##### RECORDS PROVIDED #####

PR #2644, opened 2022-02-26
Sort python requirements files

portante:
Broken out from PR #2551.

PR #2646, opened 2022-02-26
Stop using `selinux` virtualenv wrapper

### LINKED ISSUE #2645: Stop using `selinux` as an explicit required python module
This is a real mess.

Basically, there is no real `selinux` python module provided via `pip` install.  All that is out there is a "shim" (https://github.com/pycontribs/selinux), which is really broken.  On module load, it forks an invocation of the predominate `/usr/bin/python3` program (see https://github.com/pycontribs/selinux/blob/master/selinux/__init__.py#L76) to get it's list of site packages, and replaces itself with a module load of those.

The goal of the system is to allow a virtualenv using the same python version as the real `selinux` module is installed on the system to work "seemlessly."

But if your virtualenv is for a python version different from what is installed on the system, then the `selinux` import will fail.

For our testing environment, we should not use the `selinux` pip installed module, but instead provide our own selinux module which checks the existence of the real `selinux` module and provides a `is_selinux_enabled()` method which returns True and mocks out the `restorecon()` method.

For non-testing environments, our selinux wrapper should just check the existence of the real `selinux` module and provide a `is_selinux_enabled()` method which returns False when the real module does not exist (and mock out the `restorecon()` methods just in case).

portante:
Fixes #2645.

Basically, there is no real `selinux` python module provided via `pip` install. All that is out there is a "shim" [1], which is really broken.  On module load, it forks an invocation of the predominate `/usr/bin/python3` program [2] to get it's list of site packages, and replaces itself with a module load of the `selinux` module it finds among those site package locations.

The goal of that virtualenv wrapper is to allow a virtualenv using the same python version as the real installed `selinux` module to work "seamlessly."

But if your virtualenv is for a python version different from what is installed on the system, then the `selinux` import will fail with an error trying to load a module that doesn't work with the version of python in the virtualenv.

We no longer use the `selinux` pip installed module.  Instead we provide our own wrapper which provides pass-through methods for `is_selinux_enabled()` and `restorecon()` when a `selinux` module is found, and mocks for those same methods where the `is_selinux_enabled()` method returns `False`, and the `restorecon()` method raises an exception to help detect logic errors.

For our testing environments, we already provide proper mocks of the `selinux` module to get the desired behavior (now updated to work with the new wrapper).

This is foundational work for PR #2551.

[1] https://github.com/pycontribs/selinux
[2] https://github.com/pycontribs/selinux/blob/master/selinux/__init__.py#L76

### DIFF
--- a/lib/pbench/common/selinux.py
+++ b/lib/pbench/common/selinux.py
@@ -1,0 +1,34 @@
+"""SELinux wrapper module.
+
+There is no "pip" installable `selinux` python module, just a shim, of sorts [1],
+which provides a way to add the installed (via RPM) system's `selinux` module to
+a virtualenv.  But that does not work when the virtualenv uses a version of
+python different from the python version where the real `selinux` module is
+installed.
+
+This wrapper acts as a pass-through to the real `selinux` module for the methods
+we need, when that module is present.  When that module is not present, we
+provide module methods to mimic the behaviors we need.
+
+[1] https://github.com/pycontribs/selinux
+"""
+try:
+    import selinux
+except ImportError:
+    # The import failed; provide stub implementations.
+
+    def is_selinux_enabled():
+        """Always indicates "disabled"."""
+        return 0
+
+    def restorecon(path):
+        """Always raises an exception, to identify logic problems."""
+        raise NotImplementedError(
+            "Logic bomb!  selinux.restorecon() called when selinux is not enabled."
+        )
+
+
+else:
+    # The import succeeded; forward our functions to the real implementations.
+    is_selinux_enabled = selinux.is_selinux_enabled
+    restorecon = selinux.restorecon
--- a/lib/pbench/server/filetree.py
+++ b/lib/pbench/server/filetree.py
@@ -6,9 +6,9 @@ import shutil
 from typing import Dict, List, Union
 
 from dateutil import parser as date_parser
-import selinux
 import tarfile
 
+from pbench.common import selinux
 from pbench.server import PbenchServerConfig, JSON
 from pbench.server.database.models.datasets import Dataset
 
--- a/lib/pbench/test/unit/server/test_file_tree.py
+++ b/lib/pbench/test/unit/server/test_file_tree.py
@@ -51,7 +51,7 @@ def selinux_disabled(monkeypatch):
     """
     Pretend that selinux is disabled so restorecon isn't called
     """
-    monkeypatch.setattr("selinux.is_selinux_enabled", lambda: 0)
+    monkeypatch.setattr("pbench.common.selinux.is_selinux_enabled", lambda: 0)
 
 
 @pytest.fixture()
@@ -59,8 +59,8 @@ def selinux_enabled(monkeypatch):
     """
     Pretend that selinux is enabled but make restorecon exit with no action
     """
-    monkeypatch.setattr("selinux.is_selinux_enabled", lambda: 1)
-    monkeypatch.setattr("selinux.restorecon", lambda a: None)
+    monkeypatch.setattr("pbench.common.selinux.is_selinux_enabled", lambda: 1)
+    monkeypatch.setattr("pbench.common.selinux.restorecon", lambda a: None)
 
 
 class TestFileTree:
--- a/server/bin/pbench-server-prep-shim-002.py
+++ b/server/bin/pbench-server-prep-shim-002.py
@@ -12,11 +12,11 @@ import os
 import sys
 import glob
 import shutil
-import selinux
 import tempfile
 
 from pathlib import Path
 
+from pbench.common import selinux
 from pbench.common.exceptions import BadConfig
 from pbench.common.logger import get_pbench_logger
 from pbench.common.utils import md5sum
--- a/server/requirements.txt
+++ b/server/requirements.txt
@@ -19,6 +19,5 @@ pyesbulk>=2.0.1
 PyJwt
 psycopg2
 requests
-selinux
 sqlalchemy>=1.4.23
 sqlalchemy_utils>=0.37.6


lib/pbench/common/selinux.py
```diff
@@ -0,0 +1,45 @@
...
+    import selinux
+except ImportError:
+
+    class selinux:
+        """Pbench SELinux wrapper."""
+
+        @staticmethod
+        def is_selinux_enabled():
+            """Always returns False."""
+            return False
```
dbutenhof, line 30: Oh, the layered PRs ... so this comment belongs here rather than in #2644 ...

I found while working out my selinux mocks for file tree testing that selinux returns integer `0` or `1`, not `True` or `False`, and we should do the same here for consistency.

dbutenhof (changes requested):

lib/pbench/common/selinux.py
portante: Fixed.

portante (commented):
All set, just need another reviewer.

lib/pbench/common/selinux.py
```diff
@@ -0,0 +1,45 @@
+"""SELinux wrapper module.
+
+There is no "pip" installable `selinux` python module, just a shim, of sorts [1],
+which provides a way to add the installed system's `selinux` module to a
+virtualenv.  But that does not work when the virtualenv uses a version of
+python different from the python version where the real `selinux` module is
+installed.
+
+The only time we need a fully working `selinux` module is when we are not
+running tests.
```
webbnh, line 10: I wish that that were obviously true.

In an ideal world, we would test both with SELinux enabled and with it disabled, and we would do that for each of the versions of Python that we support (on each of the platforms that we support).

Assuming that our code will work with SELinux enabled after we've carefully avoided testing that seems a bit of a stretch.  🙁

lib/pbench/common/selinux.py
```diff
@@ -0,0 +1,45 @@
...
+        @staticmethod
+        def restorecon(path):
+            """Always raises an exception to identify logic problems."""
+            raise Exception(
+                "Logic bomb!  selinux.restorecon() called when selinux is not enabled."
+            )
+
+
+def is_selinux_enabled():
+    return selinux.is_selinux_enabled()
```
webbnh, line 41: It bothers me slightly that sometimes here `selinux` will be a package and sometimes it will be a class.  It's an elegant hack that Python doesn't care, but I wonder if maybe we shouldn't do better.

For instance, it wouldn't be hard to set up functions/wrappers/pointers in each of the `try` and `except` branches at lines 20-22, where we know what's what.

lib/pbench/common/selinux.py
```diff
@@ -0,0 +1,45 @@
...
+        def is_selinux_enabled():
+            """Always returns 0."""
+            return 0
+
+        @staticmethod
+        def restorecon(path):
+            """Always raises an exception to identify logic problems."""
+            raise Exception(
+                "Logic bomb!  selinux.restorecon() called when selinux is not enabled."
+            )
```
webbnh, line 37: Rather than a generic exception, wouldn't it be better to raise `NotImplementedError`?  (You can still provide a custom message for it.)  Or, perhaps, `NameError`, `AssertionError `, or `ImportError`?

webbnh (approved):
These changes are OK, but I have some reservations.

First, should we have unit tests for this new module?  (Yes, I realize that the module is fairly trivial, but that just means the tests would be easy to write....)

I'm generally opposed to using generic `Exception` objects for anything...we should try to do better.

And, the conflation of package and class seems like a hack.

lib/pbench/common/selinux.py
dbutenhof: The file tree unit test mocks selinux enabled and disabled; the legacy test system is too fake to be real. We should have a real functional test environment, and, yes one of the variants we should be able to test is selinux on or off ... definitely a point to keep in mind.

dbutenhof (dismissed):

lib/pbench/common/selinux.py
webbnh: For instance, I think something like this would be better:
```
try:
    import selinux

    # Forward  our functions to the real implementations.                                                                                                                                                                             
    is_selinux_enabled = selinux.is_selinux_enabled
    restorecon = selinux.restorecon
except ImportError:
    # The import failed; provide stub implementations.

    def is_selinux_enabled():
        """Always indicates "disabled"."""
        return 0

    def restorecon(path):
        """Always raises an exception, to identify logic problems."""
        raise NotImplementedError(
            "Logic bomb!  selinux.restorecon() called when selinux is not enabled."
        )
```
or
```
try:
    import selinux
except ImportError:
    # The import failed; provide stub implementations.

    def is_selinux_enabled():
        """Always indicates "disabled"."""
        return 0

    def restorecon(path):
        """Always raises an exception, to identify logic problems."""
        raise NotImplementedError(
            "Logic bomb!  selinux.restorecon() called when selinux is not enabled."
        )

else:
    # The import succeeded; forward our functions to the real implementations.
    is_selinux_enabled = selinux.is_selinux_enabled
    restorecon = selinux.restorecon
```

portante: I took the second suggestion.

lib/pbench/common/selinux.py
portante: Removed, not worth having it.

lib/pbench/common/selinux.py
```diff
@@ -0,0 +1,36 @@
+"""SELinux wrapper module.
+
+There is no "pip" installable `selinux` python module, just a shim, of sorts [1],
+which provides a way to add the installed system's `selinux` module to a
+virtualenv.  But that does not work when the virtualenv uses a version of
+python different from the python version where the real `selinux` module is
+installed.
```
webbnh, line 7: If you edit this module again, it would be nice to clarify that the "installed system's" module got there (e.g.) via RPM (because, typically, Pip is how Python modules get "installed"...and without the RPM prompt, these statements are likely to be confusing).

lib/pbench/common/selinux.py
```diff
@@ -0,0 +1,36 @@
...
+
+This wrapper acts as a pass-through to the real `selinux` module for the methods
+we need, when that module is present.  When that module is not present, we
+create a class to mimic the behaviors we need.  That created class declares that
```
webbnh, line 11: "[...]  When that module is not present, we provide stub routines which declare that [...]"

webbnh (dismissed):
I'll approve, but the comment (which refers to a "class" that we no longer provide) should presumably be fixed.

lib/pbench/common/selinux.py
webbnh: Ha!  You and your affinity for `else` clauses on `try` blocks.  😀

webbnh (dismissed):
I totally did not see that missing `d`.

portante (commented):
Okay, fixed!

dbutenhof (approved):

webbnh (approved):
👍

#####

WORK TO COMPLETE » Repeat exactly the lines above from the line that contains "I totally did" through the end. Include both of these ends; leave out everything else.

REPLY TO THE EXERCISE »
I totally did not see that missing `d`.

portante (commented):
Okay, fixed!

dbutenhof (approved):

webbnh (approved):
👍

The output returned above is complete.